→ Given entries:
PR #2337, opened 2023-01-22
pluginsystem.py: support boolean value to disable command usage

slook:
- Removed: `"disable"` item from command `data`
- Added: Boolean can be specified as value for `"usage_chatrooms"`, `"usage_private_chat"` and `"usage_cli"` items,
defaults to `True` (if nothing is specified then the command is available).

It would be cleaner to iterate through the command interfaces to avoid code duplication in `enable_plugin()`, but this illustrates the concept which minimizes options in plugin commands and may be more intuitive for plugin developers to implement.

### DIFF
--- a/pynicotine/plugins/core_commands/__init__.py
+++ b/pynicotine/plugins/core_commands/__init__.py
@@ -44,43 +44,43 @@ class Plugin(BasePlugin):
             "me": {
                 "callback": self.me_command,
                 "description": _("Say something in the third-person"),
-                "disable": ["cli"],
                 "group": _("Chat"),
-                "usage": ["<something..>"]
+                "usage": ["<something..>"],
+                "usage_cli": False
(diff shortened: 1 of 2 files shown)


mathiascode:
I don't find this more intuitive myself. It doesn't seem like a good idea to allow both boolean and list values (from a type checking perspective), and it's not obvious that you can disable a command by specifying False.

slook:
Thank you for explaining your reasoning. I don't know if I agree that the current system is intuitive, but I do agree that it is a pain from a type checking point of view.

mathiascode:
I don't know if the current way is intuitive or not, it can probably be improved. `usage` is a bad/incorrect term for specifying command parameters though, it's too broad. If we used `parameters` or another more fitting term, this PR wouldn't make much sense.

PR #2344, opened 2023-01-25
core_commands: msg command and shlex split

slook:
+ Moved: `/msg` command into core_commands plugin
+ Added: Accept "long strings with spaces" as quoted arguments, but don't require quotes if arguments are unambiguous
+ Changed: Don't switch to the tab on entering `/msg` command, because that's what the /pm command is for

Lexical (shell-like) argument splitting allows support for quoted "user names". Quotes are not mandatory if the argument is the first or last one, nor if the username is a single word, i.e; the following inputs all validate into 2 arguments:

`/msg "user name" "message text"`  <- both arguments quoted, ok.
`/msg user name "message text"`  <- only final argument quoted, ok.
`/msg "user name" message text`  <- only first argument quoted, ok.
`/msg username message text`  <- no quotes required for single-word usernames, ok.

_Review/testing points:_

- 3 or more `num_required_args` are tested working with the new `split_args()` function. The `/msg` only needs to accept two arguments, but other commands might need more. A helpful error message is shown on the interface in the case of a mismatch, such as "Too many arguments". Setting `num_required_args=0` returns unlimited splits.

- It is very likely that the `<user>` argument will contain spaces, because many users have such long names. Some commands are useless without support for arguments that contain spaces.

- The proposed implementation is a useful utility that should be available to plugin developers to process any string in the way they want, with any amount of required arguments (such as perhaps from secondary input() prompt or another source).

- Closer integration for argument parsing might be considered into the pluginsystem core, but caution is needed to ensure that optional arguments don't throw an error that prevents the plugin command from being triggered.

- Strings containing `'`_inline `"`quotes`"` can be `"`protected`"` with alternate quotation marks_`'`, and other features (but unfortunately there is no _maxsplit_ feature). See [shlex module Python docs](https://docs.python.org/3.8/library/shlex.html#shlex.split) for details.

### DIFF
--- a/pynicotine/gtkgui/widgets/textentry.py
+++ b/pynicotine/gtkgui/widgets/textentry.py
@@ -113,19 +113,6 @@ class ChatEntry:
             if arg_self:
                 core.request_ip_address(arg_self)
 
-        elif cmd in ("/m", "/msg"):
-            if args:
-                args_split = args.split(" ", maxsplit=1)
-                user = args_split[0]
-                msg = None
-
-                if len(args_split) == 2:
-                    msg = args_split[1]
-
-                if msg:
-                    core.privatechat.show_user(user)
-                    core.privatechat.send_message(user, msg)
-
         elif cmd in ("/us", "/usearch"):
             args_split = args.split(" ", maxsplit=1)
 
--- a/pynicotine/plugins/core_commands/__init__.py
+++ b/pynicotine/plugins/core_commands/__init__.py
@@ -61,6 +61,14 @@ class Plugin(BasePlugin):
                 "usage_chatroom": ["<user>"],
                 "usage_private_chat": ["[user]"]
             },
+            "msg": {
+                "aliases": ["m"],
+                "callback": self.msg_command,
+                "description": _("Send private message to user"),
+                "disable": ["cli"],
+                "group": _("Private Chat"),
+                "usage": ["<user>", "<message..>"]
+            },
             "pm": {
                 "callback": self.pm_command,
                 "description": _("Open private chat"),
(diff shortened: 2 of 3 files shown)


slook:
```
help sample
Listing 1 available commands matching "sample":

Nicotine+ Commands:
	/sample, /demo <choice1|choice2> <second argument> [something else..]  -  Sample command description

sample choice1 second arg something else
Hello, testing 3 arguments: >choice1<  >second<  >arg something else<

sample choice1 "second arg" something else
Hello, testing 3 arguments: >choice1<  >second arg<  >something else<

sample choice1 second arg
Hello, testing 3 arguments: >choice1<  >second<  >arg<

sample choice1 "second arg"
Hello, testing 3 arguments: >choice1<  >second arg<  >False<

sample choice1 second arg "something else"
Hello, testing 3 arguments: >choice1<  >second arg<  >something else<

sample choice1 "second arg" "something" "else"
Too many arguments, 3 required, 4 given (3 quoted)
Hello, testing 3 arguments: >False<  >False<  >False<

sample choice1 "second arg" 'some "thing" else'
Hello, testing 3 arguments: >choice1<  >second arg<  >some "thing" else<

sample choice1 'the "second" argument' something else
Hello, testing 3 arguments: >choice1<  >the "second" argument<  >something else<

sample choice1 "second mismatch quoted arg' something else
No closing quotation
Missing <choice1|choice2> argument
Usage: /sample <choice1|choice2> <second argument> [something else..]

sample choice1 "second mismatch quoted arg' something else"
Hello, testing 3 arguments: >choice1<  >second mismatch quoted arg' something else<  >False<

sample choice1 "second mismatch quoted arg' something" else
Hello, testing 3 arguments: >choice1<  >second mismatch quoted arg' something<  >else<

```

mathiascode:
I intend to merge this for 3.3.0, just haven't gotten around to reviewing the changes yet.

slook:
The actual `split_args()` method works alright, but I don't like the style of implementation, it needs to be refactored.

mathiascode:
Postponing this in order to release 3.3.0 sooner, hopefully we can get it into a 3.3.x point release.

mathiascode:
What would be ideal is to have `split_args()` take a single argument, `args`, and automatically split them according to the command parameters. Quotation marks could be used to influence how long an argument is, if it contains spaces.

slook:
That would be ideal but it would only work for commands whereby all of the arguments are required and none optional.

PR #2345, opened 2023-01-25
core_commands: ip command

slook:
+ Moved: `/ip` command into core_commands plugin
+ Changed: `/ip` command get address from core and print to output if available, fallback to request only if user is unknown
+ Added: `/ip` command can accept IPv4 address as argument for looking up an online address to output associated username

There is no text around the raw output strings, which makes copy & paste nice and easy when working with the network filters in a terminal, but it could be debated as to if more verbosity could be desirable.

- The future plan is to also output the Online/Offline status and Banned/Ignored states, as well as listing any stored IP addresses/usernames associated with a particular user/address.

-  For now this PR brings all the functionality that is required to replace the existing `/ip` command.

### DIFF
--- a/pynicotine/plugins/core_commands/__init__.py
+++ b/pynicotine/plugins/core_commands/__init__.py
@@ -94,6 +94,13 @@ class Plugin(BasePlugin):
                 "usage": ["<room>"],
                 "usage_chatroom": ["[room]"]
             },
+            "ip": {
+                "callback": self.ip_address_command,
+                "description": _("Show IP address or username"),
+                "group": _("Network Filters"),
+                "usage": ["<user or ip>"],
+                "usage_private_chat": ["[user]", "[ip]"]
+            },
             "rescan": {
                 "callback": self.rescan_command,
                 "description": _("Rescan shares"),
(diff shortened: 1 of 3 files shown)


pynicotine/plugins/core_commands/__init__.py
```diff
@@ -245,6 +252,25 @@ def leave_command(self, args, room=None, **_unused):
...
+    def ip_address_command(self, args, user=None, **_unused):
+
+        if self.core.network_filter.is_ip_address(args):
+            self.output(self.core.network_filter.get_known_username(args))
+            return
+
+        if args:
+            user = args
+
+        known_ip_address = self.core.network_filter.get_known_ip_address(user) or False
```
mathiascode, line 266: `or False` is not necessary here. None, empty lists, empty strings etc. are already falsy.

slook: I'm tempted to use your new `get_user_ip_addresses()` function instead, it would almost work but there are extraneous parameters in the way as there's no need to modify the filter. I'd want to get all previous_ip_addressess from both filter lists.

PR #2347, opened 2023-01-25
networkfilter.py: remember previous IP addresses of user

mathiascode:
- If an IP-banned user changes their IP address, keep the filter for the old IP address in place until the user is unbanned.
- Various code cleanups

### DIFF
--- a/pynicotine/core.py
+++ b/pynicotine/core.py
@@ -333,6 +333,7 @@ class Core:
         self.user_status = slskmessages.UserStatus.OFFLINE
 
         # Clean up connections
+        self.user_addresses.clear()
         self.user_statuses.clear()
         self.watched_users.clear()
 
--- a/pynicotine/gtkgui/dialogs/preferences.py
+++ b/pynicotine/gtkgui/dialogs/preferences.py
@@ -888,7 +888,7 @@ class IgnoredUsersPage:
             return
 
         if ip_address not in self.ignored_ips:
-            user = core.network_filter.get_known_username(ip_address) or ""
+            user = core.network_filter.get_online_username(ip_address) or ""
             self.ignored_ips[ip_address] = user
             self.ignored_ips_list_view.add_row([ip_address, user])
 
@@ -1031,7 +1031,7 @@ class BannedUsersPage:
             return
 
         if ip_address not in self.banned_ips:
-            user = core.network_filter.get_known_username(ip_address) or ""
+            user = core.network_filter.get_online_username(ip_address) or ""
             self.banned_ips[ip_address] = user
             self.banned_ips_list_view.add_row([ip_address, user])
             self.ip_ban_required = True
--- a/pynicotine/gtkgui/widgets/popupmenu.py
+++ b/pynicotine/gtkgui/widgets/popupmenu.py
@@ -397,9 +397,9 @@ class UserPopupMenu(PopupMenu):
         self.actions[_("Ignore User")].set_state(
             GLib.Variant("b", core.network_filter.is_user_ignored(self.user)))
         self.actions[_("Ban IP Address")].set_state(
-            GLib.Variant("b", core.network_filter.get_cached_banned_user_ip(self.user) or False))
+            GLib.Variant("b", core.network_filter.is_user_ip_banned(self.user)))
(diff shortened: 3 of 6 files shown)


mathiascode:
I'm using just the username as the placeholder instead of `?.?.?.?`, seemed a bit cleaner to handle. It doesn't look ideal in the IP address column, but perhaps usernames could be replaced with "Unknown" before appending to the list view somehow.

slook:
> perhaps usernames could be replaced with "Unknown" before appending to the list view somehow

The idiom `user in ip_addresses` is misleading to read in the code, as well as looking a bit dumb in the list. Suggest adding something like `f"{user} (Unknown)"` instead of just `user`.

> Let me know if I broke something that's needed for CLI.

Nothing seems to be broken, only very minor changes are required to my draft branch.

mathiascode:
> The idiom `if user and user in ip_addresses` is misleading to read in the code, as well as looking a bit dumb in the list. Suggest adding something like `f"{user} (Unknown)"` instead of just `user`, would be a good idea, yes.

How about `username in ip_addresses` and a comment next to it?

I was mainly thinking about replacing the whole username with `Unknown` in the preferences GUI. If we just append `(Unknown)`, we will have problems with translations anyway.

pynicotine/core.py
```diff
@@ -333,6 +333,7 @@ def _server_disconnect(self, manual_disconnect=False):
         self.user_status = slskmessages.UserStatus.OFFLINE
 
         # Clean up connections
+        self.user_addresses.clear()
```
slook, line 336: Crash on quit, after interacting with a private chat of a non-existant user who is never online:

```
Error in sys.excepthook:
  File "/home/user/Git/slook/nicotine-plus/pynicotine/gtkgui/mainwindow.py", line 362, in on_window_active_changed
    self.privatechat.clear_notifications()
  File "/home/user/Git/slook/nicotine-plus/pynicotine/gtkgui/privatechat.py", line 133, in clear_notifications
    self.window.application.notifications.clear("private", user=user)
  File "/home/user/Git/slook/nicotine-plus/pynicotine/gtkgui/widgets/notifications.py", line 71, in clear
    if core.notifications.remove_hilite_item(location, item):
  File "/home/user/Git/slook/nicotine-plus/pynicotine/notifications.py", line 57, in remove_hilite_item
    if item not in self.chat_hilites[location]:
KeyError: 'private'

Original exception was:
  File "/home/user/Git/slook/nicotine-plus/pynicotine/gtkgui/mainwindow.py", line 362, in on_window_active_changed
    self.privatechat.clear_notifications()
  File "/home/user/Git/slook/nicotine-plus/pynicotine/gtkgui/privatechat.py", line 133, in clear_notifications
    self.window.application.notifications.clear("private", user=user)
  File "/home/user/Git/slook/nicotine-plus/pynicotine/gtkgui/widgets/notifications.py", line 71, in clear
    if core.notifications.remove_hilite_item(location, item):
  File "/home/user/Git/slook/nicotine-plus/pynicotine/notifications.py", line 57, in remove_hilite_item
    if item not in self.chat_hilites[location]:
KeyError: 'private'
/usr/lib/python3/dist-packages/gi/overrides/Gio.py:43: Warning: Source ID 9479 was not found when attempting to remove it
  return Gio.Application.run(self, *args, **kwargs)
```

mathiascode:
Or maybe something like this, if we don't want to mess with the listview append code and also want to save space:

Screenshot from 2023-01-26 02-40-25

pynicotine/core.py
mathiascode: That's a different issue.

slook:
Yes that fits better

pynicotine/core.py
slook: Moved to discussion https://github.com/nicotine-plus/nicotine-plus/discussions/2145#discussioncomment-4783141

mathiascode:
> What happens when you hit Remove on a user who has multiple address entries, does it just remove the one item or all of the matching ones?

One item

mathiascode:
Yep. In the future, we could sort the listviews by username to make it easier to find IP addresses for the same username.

→ Assignment: When a line of the records includes "description", that line belongs in the answer.

→ Reply:
                 "description": _("Say something in the third-person"),
+                "description": _("Send private message to user"),
                 "description": _("Open private chat"),
	/sample, /demo <choice1|choice2> <second argument> [something else..]  -  Sample command description
+                "description": _("Show IP address or username"),
                 "description": _("Rescan shares"),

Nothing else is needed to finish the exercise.